- Short Report
- Open Access
Heat-induced and spontaneous expression of Hsp70.1Luciferase transgene copies localized on Xp22 in female bovine cells
BMC Research Notes volume 3, Article number: 17 (2010)
Expression of several copies of the heat-inducible Hsp70.1Luciferase (LUC) transgene inserted at a single X chromosome locus of a bull (Bos taurus) was assessed in females after X-chromosome inactivation (XCI). Furthermore, impact of the chromosomal environment on the spontaneous expression of these transgene copies before XCI was studied during early development in embryos obtained after in vitro fertilization (IVF), when the locus was carried by the X chromosome inherited from the bull, and after somatic cell nuclear transfer (SCNT) cloning, when the locus could be carried by the inactive Xi or the active Xa chromosome in a female donor cell, or by the (active) X in a male donor cell.
Transgene copies were mapped to bovine Xp22. In XXLUCfemale fibroblasts, i.e. after random XCI, the proportions of late-replicating inactive and early-replicating active XLUCchromosomes were not biased and the proportion of cells displaying an increase in the level of immunostained luciferase protein after heat-shock induction was similar to that in male fibroblasts. Spontaneous transgene expression occurred at the 8-16-cell stage both in transgenic (female) embryos obtained after IVF and in male and female embryos obtained after SCNT.
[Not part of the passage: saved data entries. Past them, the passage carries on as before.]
Issue #3301, opened 2023-06-22
Total Time for outage


thekayman:
### ⚠️ Please verify that this feature request has NOT been suggested before.

- [X] I checked and didn't find similar feature request

### 🏷️ Feature Request Type

New Notification, UI Feature

### 🔖 Feature description

Hi, is it possible to add into the notification  and UI how long a monitor was down for.

### ✔️ Solution

It would be great if within the notification and UI when a monitor goes down and comes back up it shows how long the outage was for.

i.e. ([Monitor Name] [✅ Up] 200 - OK Time (UTC): 2023-06-22 02:42:48.611 **(Down for 2 mins 10 seconds)**
and in the UI something similar.

CommanderStorm:
> Should I work on this feature?

PRs welcome, as always.

If you do decide to work on this, please break this into multiple parts for easier reviewability:
- one PR for adding such a value to the JSON passed to the notification provider
- one PR per notification provider you would like to fix (remember to include screenshots) ^^

CommanderStorm:
Duplicate of #177 => closing and continuing to track there

Issue #2362, opened 2022-12-01
Add how long was down, when sending up notification.


ForceConstant:
### ⚠️ Please verify that this feature request has NOT been suggested before.

- [X] I checked and didn't find similar feature request

### 🏷️ Feature Request Type

New Notification

### 🔖 Feature description

It would be useful for me that when a service goes down, and then comes back up, that the notification says how long it was down for. 

### ✔️ Solution

Notification would look like:
[Service] [Up] Was down for 3:12 minutes.

ramymoh:
I really need this and will be very helpful

honestlai:
Bump
Would love to have this as well, it's the only reason I haven't moved off of UpTimeRobot

CommanderStorm:
@ramymoh @honestlai 
Please refrain from posting `+1` / requests for updates things on issues, as this makes issue-management harder.
Issues are for discussing what needs to be done how by whom.
[We use 👍🏻 on issues to prioritise work](https://github.com/louislam/uptime-kuma/issues?q=is%3Aissue+is%3Aopen+sort%3Areactions-%2B1-desc).

CommanderStorm:
Duplicate of #177 => closing and continuing to track there

Issue #1215, opened 2022-01-24
Downtime Duration in the Notification


sanjue007:
### ⚠️ Please verify that this feature request has NOT been suggested before.

- [X] I checked and didn't find similar feature request

### 🏷️ Feature Request Type

New Notification

### 🔖 Feature description

Please add Downtime duration in the Notification body

(Name) is now UP
**Downtime: 2 min**
Target: (IP address)[ping]
Noticed at: 2022-01-24 07:53:37 (UTC+00:00)

### ✔️ Solution

Please add Downtime duration in the Notification body

koen20:
Duplicate of #177

CommanderStorm:
@sanjue007 
I think this is a duplicate of #177 (which has #428 as a duplicate)
If you agree, could you please close this Issue, as duplicates only create immortal zombies and are really hard to issue-manage?
If not, what makes this issue unique enough to require an additional issue? (Could this be integrated into the issue linked above?) ^^

CommanderStorm:
Duplicate of #177

Issue #1158, opened 2022-01-09
show minutes a service is down


robkooper:
### ⚠️ Please verify that this feature request has NOT been suggested before.

- [X] I checked and didn't find similar feature request

### 🏷️ Feature Request Type

Other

The XLUCchromosome is normally inactivated but at least part of the inactivated X-linked Hsp70.1Luciferase transgene copies remains heat-inducible after random XCI in somatic cells. Before XCI, the profile of the transgenes' spontaneous expression is independent of the epigenetic origin of the XLUCchromosome since it is similar in IVF female, SCNT male and SCNT female embryos.
Menck and colleagues have reported a luminescent screening system based on the integration of a transgene composed of scaffold attachment regions flanking the murine HSP70.1 gene promoter linked to firefly luciferase cDNA . Among the transgenic fetuses obtained, one male carried a cluster of 20 to 30 copies of the transgene . Later, somatic cell nuclear transfer (SCNT) cloning with cells from this fetus generated a healthy and fertile bull for which we have localized the transgenic cluster on the X chromosome (this report). Thus an interesting animal model was available to investigate the inactivation/activation status of transgenes in bovine female fetuses from this bull. Indeed, dosage compensation between male and females is achieved after X-chromosome inactivation (XCI) in mammalian female cells, i.e. one of the two X, the inactive X (Xi) chromosome, is in great part transcriptionally silent [2, 3]. At least in domestic mouse, XCI occurs in two waves early during development (reviewed in [2, 3]). First, both X chromosomes are transcriptionally active during a short developmental window of the cleavage phase. Then, most studies agree that the paternally inherited XP chromosome becomes inactivated by the blastocyst stage [2, 3] and also in most placental cells. In the epiblast cells, both X chromosomes are again transiently active, before random XCI during gastrulation . This results in a mosaic of two somatic cell types expressing X-linked genes inherited either from the mother or the father.
Some X-linked genes maintain bi-allelic expression in female cells [2, 3]. On the human submetacentric X chromosome, 5%  to 15%  of the genes escape inactivation; they are preferentially found in clusters and more frequently on the short arm than on the long arm [6, 7]. On the mouse acrocentric X chromosome, homologs of the human genes escaping inactivation are mostly inactivated and only two non-clustered genes with no homolog on the Y have been shown to escape inactivation . Thus, the phenomenon of inactivation escape may depend on genomic context, including either the absence of sequence elements necessary for silencing spreading [9, 10] or the presence of insulators/barriers that prevent XCI-coupled silencing [9, 11].
Similarly, XCI-related silencing of X-linked transgenes may depend on the insertion site, the transgene's intrinsic properties or other unknown factors. Furthermore, it may vary between cell lineages or during development ([11–15] and references therein), as reported for 10% of the human X-linked genes [6, 16] and one mouse X-linked gene .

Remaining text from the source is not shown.